Secara ekospasial Delta Mahakam memiliki dinamika yang tinggi dilihat dari ketiga faktor utama lingkungan, yaitu faktor abiotik, biotik maupun socio-culture (sosial-budaya). Secara garis besar konsentrasi variabel kualitas air yang diteliti masih berada pada kisaran normal antara lain, pH antara 7-7,6, DHL antara 16-52,1 mg/L, DO antara 4,7-5,6 mg/L, suhu antara 23-29 derajat celcius, salinitas antara 18-34 o/oo, TSS antara 0.005-0.06 mg/L, sedangkan kekeruhan 6-85 ntu. Sementara itu variabel kekeruhan menunjukkan nilai yang relatif tinggi.
Hal ini diungkapkan oleh Umi Zakiyah pada ujian terbuka program doktor Sekolah Pascasarjana UGM, Selasa (4/12) di Fakultas Geografi. Pada ujian tersebut Umi mempertahankan disertasinya yang berjudul Model Spasial Ekologi Produktivitas Primer Ekosistem Perairan Pantai Delta Mahakam dengan Teknik Penginderaan Jauh.
Lebih lanjut Umi mengatakan pola umum yang berlaku untuk kualitas air adalah konsentrasinya akan cenderung menurun dengan bertambahnya kedalaman air faktor biotik yang diteliti yaitu klorofil a serta produktifitas primer (PP), kondisinya juga sangat dipengaruhi oleh fluktuasi dari kualitas air yang diteliti.
“Konsentrasi klorofil di wilayah Delta Mahakam berada pada level mesotropik dan cenderung ke arah aligotropik yang menunjukkan penurunan kualitas lingkungan,”papar Umi.
Ia menambahkan kondisi PP di perairan Delta Mahakam berada pada status sedang sampai relatif miskin atau rendah, yaitu konsentrasinya berada di bawah 5 grC/m/hari. Pola yang didapatkan dari derivasi citra satelit mempunyai korelasi yang cukup tinggi dengan nilai PP yang diukur dari lapang (secara in situ) yaitu sampai dengan 70 persen.
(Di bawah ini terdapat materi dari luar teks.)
Issue #39, opened 2020-11-13
Enforce profile creation with orcid id


svenvanderburg:
- [x] Get rid of `nanopub_author`, always use profile. If people want to have a different orcid id as nanopub author they should rerun setup_profile.
- [x] If there's no orcid id in profile or no profile raise error and point to setup_profile
- [x] Rename `attributed_to` to `assertion_attributed_to` 
- [x] Rename`attribute_to_profile` to `attribute_assertion_to_profile`

PR #51, opened 2020-11-23
Enforce using profile

svenvanderburg:
- [x] Get rid of `nanopub_author`, always use profile. If people want to have a different orcid id as nanopub author they should rerun setup_profile.
- [x] If there's no orcid id in profile or no profile raise error and point to setup_profile
- [x] Enforce setting a valid orcid_id in setup_profile
- [x] Rename `attributed_to` to `assertion_attributed_to` 
- [x] Rename`attribute_to_profile` to `attribute_assertion_to_profile`

### DIFF
--- a/nanopub/publication.py
+++ b/nanopub/publication.py
@@ -33,7 +33,7 @@ class Publication:
     @classmethod
     def from_assertion(cls, assertion_rdf, uri=DEFAULT_NANOPUB_URI, introduces_concept=None,
                        derived_from=None, attributed_to=None,
-                       attribute_to_profile: bool = False, nanopub_author=None):
+                       attribute_to_profile: bool = False):
         """
         Construct Nanopub object based on given assertion, with given assertion and (defrag'd) URI.
         Any blank nodes in the rdf graph are replaced with the nanopub's URI, with the blank node name
@@ -50,15 +50,8 @@ class Publication:
             attributed_to: the provenance graph will note that this nanopub prov:wasAttributedTo
                 the given URI.
             attribute_to_profile: Attribute the nanopub to the ORCID iD in the profile
-            nanopub_author: the pubinfo graph will note that this nanopub prov:wasAttributedTo the
-                given URI. If no nanopub_author is provided we default to the author from the
-                profile
 
         """
-
-        if nanopub_author is None and profile.get_orcid_id() is not None:
-            nanopub_author = rdflib.URIRef(profile.get_orcid_id())
-
         if attributed_to and attribute_to_profile:
             raise ValueError('If you pass a URI for the attributed_to argument, you cannot pass '
                              'attribute_to_profile=True, because the nanopub will already be '
@@ -135,7 +128,7 @@ class Publication:
                 list_of_URIs = derived_from
             else:
                 list_of_URIs = [derived_from]
-           
+
             for derived_from_uri in list_of_URIs:
                 # Convert uri to an rdflib term first (if necessary)
                 derived_from_uri = rdflib.URIRef(derived_from_uri)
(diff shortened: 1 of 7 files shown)


svenvanderburg:
Fixes #39

nanopub/publication.py
```diff
@@ -32,8 +32,8 @@ def __init__(self, rdf=None, source_uri=None):
 
     @classmethod
     def from_assertion(cls, assertion_rdf, uri=DEFAULT_NANOPUB_URI, introduces_concept=None,
```
raar1, line 34: The code in this method is now a lot clearer (to me)! I'm torn between the simplicity of having ```attribute_to_profile```/```attribute_assertion_to_profile``` be bools, or reducing the number of arguments by having e.g. ```attribute_assertion_to_profile``` default to ```True``` in the case that ```assertion_attributed_to``` remains ```None```. I guess the current way is better because someone might (in principle) not want to attribute the assertion to anyone?

nanopub/setup_profile.py
```diff
@@ -26,9 +26,7 @@ def validate_orcid_id(ctx, orcid_id: str):
     Check if valid ORCID iD, should be https://orcid.org/ + 16 digit in form:
         https://orcid.org/0000-0000-0000-0000
     """
-    if not orcid_id:
-        return None
-    elif re.match(ORCID_ID_REGEX, orcid_id):
+    if re.match(ORCID_ID_REGEX, orcid_id):
         return orcid_id
     else:
         raise ValueError('Your ORCID iD is not valid, please provide a valid ORCID iD that '
```
raar1, line 32: I think this error should reiterate that it must look like ```https://orcid.org/0000-0000-0000-0000```. Even though it does indeed say that in the prompt, people will no doubt run this non-interactively, and if you don't see the help message for ```--orcid_id``` then it would be reasonable to input ```0000-0000-0000-0000``` or some other variation.

tests/test_setup_profile.py
```diff
@@ -55,9 +55,8 @@ def test_provided_keypair_copied_to_nanopub_dir(tmp_path: Path):
...
 
 def test_validate_orcid_id():
-    valid_ids = ['https://orcid.org/1234-5678-1234-5678', '']
-    for orcid_id in valid_ids:
-        validate_orcid_id(ctx=None, orcid_id=orcid_id)
+    valid_id = 'https://orcid.org/1234-5678-1234-5678'
+    assert validate_orcid_id(ctx=None, orcid_id=valid_id) == valid_id
     invalid_ids = ['https://orcid.org/abcd-efgh-abcd-efgh',
                    'https://orcid.org/1234-5678-1234-567',
                    'https://orcid.org/1234-5678-1234-56789',
```
raar1, line 62: Very minor suggestion - maybe add an invalid ID that isn't a URI too (such as one of the form ```0000-0000-0000-0000```) because that is something people might conceivably enter.

raar1 (approved):
Good PR. Usage of library seems more sane now that users are obliged to explicitly set up who is authoring the nanopubs before publishing.

nanopub/publication.py
svenvanderburg: Yes, that is why me and Djura chose for this solution. Because indeed someone might not want to attribute assertion to anyone, but more importantly if we attribute to the profile by default someone might accidentally publish something that is attributed to themselves without them knowing!

tests/test_setup_profile.py
svenvanderburg: Good one, I've added it!

nanopub/setup_profile.py
svenvanderburg: It actually says so in the next line: https://github.com/fair-workflows/nanopub/blob/3d43ca79a35dcddcb23076bed7c6303266d8dc75/nanopub/setup_profile.py#L33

“Kondisi spasial ekologis lingkungan wilayah Delta Mahakam ternyata sangat mempengaruhi kondisi produktifitas primer di kawasan tersebut,” tegas staf pengajar pada Fakultas Perikanan dan Kelautan, Universitas Brawijaya tersebut.
Menurut Umi kawasan Delta Mahakam merupakan wilayah yang kaya akan sumber daya alam, terutama minyak bumi dan gas alam (migas). Sayangnya, sebaran hutan mangrove di dataran Delta Mahakam mengalami degradasi akut karena telah digantikan oleh ribuan hektar tambak udang sehingga penduduk setempat mengalami lingkungan yang rusak.
Selain itu, terjadi pula beberapa permasalahan lain seperti kualitas air minum yang menurun, ternak udang terkena penyakit, erosi pantai dan sungai meningkat, konflik horizontal penggunaan lahan meruncing, dan potensi perikanan di kawasan hutan mangrove yang merosot drastis.
“Ada pengaruh dari penebangan hutan mangrove terhadap penurunan daya dukung fisik pesisir di sana,”katanya.
Dari kondisi tersebut Umi mengusulkan adanya beberapa hal yang perlu dilakukan seperti penanganan erosi dan abrasi, keberlanjutan dan meningkatkan hasil produksi tambak, tersedianya kawasan perkembangbiakan satwa perairan serta mencegah terjadinya pencemaran studi lingkungan yang integral dan multidisiplin, koordinasi dan komitmen yang sama dari para stakeholder yang memanfaatkan sumberdaya di kawasan Delta Mahakam.
“Perlu adanya penetapan status perlindungan pada areal mangrove yang masih utuh dan dilanjutkan dengan rehabilitasi kawasan yang telah rusak dan pengaktifan kembali badan pengelola terpadu untuk mencegah kerusakan Delta Mahakam lebih lanjut,” tutur Umi.